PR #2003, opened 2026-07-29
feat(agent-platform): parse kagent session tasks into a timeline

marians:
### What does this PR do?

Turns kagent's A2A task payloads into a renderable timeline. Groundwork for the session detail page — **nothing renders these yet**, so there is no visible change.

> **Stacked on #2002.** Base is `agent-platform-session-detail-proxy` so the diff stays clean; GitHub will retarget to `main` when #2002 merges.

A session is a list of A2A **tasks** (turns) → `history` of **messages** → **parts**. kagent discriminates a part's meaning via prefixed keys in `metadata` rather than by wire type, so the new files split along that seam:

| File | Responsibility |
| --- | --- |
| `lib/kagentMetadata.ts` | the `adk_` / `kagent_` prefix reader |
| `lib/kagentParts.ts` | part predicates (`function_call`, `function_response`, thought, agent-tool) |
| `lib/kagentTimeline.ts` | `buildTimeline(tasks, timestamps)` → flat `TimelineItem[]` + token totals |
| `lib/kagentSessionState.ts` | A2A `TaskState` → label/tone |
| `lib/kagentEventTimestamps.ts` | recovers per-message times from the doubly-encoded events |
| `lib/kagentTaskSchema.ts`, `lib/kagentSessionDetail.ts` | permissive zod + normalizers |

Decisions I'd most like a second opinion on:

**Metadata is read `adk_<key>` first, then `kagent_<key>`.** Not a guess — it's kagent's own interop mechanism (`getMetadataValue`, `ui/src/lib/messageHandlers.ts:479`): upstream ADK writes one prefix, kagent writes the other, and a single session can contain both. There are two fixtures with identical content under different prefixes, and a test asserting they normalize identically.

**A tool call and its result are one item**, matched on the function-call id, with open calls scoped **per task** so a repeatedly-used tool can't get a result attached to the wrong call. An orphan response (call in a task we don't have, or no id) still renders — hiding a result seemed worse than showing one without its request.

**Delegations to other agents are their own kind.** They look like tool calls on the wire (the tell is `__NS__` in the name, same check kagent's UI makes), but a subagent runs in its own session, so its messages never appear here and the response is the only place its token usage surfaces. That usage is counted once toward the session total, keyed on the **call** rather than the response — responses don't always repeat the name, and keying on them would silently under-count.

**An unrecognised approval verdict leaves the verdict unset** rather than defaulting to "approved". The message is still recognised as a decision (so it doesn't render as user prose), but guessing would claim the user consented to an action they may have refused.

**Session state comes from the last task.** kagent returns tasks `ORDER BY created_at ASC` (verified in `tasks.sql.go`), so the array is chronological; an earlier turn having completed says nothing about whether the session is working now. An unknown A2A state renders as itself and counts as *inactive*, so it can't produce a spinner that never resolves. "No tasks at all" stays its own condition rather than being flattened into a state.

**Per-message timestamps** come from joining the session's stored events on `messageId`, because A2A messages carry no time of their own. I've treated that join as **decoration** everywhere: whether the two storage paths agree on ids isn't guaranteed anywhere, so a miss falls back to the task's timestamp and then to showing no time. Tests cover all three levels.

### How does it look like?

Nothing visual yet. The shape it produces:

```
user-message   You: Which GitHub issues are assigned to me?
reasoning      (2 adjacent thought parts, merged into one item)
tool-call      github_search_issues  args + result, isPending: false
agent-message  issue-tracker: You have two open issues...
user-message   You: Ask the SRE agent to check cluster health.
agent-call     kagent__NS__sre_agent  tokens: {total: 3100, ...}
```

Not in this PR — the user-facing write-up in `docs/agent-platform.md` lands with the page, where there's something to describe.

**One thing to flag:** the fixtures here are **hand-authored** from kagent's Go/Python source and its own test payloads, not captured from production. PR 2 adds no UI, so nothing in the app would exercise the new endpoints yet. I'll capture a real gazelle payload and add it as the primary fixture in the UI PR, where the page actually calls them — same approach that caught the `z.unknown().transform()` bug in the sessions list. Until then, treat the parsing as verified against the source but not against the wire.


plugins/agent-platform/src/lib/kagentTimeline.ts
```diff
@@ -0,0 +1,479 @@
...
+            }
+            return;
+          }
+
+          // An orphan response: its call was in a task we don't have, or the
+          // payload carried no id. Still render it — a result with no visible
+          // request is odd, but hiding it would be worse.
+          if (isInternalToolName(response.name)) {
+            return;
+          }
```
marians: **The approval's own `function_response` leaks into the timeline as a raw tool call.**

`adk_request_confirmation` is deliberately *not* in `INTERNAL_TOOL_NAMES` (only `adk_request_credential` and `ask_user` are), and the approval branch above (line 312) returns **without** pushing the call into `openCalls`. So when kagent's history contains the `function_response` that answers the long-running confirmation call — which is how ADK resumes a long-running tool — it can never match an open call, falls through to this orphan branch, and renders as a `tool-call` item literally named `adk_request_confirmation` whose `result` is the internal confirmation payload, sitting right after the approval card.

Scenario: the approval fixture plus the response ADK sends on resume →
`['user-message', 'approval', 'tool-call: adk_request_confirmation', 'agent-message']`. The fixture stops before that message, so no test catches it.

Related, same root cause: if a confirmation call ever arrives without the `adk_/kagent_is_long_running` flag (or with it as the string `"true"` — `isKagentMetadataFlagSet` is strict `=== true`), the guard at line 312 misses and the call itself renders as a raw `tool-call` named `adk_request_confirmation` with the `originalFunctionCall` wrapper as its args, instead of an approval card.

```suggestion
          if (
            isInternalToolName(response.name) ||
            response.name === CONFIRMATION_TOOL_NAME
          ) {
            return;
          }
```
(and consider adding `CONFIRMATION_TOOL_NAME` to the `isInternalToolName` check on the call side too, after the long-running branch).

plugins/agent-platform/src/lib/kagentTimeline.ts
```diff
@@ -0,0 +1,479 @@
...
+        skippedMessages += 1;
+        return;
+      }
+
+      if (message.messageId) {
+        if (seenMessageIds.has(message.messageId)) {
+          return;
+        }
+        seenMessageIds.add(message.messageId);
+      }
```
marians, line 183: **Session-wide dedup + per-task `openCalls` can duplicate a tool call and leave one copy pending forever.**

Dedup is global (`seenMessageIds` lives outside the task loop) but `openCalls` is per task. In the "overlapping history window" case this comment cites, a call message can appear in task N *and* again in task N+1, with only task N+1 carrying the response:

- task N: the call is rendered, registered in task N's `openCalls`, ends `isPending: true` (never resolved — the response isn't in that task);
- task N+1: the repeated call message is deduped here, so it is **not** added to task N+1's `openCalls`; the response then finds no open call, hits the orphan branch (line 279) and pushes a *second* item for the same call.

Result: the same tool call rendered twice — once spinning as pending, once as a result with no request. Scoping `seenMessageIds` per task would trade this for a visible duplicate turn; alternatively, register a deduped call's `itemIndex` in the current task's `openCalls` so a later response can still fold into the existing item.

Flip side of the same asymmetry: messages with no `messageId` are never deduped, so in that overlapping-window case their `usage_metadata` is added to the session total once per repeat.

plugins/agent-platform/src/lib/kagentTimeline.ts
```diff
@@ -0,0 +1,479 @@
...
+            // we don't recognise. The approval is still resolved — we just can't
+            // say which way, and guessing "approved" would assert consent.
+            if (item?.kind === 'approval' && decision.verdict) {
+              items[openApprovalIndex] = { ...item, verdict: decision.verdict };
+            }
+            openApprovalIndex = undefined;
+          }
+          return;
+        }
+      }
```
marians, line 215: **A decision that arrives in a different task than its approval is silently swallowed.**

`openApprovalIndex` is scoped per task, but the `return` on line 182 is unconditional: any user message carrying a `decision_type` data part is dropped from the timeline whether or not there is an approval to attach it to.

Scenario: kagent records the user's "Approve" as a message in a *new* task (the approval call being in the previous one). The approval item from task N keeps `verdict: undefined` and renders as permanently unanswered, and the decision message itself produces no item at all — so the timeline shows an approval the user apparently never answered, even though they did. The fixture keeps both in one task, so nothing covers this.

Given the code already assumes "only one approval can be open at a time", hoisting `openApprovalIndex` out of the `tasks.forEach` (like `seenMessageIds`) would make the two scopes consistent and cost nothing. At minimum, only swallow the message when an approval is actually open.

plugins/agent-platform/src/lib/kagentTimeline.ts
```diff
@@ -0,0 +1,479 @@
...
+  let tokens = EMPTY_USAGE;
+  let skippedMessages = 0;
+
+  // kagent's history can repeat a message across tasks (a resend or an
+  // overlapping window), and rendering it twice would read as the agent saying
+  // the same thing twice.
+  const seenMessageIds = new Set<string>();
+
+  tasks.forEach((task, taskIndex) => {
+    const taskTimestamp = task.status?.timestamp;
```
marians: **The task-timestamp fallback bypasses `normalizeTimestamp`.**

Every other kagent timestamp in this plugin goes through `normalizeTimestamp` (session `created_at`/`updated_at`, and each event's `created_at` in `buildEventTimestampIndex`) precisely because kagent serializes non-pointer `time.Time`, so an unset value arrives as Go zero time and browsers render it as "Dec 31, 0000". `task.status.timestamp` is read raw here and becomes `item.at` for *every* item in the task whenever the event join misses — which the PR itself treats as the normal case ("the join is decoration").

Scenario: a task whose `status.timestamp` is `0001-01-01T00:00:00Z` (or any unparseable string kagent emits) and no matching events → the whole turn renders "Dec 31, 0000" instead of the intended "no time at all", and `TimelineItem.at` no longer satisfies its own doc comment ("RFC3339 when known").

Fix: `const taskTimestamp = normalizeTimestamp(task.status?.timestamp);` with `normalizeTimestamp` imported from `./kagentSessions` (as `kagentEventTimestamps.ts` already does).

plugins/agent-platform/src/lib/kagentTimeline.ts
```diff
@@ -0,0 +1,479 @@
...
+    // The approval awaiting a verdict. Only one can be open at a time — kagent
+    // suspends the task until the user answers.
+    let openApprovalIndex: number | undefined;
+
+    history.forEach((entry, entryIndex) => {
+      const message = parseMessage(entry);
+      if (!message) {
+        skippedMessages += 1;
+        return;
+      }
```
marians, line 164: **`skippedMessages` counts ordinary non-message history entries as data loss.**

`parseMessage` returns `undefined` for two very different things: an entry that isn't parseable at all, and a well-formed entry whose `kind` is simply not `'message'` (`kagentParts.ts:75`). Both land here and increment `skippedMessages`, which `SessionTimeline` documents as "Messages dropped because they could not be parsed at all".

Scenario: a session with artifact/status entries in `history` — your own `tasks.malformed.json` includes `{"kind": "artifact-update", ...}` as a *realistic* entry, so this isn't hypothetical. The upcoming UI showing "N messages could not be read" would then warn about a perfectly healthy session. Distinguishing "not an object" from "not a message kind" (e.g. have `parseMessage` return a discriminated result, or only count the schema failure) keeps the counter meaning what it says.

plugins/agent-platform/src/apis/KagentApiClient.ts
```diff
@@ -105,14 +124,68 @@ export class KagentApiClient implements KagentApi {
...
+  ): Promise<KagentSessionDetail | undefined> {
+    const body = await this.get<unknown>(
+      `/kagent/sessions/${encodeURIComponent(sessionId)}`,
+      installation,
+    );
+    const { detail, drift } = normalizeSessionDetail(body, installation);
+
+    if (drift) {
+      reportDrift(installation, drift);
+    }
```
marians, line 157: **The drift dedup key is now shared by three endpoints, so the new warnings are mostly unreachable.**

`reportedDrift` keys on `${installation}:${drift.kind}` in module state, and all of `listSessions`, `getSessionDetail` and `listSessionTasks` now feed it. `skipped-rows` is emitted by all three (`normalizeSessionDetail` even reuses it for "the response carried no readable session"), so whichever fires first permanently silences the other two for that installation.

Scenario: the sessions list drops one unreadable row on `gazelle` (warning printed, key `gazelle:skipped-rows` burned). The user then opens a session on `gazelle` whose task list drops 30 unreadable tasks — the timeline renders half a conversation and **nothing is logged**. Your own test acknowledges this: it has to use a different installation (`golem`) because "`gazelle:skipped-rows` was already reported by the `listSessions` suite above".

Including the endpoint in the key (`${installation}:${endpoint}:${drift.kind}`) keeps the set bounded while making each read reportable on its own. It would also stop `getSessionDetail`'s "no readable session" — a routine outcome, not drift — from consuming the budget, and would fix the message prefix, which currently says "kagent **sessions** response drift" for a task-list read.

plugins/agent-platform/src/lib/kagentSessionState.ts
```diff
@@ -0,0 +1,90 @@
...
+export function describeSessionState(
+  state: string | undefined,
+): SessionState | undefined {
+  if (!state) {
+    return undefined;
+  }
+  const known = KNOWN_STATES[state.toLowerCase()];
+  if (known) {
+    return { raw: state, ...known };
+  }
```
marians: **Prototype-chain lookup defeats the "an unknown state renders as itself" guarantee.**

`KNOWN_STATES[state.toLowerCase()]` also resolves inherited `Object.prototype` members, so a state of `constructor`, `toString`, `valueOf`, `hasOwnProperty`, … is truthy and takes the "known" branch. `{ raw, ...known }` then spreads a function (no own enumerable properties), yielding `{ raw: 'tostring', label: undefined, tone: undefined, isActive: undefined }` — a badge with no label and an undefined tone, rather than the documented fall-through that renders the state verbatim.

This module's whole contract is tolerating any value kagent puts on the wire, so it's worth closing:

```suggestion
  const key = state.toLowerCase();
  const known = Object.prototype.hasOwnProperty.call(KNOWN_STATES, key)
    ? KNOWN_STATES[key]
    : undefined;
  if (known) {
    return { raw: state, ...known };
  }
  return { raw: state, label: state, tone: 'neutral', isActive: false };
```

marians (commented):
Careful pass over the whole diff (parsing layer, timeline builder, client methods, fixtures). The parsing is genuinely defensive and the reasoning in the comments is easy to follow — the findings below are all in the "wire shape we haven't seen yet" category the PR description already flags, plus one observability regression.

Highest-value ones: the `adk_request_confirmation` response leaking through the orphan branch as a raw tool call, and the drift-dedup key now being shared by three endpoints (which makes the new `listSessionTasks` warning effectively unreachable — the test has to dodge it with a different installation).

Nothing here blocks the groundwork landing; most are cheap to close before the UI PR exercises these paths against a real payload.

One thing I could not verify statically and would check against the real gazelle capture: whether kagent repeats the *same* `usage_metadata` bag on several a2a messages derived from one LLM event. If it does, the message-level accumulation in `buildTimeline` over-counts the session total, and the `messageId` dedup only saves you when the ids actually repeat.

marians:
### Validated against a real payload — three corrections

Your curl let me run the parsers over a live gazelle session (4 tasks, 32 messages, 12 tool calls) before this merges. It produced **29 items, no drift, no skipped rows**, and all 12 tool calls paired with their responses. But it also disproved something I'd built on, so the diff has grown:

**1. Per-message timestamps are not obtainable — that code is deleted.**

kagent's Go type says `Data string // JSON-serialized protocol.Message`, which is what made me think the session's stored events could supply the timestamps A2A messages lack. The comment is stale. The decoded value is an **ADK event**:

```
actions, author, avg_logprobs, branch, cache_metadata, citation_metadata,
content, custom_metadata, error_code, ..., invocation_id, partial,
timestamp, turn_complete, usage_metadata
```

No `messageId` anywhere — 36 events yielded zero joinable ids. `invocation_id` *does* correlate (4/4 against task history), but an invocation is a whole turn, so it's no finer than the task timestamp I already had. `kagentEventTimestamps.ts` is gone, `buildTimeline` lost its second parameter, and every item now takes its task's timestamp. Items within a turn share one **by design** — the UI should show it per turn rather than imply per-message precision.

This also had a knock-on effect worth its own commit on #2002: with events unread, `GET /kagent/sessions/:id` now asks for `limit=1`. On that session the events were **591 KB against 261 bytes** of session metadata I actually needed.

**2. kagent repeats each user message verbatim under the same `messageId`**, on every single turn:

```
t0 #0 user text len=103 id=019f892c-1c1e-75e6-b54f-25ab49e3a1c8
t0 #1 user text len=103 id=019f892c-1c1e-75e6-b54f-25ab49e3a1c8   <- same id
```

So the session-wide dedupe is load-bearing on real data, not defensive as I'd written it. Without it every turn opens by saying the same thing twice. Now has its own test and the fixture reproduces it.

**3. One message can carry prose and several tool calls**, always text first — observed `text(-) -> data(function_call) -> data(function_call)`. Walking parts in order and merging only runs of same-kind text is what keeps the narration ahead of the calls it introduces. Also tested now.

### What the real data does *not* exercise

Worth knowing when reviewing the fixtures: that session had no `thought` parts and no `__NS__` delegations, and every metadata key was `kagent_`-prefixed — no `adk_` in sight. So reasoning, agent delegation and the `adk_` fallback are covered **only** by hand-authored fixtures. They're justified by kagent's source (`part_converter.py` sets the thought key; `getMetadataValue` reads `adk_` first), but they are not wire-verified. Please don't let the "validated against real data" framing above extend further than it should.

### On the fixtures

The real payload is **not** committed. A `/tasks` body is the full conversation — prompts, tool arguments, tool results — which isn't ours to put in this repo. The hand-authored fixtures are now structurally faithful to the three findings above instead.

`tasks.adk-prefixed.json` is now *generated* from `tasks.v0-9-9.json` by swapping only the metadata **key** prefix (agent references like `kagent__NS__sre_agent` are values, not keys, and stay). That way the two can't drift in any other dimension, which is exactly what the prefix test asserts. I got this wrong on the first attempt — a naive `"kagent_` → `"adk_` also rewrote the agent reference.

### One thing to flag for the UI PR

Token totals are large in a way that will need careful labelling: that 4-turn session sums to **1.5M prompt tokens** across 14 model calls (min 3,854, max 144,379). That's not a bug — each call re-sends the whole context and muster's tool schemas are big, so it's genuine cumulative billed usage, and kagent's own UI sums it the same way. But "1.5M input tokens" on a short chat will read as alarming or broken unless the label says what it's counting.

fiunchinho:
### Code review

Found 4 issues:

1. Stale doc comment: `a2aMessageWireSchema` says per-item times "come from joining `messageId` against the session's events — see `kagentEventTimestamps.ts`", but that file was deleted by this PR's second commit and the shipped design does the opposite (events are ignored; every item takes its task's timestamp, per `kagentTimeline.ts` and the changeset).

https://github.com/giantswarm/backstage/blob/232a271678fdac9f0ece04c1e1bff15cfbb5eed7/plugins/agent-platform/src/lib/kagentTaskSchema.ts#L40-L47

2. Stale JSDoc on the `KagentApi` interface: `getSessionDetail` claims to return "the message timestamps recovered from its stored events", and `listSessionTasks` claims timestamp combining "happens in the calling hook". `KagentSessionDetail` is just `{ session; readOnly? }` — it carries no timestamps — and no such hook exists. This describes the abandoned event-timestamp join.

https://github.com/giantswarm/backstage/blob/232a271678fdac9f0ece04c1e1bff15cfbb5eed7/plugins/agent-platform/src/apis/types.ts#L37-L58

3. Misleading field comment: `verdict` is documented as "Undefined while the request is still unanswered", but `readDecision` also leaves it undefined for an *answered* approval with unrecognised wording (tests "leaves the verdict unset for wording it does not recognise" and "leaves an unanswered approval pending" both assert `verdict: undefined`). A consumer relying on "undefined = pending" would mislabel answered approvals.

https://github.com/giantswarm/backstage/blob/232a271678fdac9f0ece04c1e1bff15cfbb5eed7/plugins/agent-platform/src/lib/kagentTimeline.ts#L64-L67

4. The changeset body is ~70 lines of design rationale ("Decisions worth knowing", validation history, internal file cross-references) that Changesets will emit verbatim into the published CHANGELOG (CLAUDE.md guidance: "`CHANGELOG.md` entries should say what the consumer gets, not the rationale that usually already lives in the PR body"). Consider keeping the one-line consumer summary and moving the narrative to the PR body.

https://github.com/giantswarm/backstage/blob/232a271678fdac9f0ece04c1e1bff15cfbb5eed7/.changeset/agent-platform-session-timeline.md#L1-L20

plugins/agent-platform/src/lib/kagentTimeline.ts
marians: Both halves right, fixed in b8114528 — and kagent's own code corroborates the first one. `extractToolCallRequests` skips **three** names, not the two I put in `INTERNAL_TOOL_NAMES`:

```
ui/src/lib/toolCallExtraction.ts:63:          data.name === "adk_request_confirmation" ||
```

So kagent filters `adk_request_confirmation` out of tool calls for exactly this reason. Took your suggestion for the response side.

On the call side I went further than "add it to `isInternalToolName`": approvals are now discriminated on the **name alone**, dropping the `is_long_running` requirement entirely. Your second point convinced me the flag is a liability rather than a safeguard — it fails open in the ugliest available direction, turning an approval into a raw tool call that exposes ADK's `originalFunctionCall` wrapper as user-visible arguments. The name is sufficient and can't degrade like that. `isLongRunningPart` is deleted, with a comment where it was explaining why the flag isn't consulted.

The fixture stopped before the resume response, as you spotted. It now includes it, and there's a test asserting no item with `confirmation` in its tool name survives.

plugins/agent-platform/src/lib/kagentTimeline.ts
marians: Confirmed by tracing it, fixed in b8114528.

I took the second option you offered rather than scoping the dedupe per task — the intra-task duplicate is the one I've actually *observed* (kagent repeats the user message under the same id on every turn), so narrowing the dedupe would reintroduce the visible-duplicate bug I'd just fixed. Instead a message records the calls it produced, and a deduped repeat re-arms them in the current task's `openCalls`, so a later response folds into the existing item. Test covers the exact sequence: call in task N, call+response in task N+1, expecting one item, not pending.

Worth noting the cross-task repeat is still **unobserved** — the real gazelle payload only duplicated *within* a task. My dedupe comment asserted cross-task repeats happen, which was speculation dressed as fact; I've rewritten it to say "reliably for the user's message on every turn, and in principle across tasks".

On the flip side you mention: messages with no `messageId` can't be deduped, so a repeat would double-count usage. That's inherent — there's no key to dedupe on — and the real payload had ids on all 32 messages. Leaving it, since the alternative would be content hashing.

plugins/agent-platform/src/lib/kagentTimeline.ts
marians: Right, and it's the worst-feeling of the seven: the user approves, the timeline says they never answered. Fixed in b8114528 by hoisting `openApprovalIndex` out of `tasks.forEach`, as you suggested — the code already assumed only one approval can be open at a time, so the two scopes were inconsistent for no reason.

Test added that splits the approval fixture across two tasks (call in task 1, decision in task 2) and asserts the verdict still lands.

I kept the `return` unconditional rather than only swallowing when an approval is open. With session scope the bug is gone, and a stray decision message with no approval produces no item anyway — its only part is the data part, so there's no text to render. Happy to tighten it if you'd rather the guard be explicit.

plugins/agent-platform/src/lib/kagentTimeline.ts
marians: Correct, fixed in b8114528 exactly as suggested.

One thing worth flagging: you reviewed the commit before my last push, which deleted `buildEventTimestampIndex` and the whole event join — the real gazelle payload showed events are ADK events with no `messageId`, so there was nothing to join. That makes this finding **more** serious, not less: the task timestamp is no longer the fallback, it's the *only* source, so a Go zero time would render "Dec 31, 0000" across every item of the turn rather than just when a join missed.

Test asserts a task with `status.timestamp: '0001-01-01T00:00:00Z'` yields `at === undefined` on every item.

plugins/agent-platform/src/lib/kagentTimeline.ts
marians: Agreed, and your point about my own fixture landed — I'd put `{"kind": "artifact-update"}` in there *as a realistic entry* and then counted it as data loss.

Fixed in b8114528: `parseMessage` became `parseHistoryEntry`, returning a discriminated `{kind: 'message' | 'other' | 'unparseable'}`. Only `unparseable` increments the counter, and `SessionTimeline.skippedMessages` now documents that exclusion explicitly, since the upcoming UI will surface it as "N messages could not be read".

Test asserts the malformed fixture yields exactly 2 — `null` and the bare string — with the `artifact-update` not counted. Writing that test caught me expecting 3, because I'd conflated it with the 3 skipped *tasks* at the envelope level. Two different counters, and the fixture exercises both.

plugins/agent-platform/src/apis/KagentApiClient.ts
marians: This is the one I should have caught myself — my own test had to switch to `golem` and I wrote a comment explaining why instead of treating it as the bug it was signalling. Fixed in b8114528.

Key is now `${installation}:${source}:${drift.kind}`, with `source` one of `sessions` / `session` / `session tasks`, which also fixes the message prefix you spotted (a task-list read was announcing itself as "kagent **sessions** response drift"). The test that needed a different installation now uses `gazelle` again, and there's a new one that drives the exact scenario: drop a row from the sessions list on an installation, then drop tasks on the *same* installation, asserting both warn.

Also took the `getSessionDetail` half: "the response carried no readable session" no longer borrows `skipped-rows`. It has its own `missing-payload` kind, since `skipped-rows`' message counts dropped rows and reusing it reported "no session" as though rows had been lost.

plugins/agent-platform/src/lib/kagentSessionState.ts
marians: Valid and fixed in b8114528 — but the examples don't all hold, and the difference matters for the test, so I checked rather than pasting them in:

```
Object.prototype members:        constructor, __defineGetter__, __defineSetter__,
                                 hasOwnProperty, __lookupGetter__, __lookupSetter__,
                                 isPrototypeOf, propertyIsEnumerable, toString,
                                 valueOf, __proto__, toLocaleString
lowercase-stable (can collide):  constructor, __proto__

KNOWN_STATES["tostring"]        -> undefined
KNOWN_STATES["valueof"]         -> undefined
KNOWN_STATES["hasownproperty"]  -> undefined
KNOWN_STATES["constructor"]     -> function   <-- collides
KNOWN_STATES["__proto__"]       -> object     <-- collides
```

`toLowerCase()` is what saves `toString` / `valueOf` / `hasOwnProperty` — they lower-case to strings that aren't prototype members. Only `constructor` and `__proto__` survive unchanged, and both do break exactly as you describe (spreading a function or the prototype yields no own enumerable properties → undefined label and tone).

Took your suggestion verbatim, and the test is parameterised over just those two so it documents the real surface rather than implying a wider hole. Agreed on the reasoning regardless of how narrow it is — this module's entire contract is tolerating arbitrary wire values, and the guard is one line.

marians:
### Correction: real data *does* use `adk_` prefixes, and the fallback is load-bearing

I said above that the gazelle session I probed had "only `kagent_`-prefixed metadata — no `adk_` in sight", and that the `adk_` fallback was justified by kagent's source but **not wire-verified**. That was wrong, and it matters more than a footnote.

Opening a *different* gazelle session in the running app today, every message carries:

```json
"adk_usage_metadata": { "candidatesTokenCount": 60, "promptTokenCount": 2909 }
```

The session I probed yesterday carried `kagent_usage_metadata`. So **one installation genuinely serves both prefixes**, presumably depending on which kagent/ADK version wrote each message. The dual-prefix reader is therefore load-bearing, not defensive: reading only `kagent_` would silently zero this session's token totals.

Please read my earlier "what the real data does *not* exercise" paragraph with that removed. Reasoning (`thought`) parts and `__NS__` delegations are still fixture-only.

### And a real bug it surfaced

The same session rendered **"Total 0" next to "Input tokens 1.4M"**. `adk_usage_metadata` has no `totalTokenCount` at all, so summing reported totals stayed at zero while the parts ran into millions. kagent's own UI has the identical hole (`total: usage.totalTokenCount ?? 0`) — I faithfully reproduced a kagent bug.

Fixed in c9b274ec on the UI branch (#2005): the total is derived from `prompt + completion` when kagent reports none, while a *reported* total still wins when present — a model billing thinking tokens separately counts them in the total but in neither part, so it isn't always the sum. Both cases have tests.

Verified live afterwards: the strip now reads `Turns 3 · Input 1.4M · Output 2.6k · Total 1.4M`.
□ □ □ □
#### [Work to be completed]
The expected output is the exact run of lines from the start of the entries through the line with "when #2002 merges.", inclusive.

#### [Output below]
PR #2003, opened 2026-07-29
feat(agent-platform): parse kagent session tasks into a timeline

marians:
### What does this PR do?

Turns kagent's A2A task payloads into a renderable timeline. Groundwork for the session detail page — **nothing renders these yet**, so there is no visible change.

> **Stacked on #2002.** Base is `agent-platform-session-detail-proxy` so the diff stays clean; GitHub will retarget to `main` when #2002 merges.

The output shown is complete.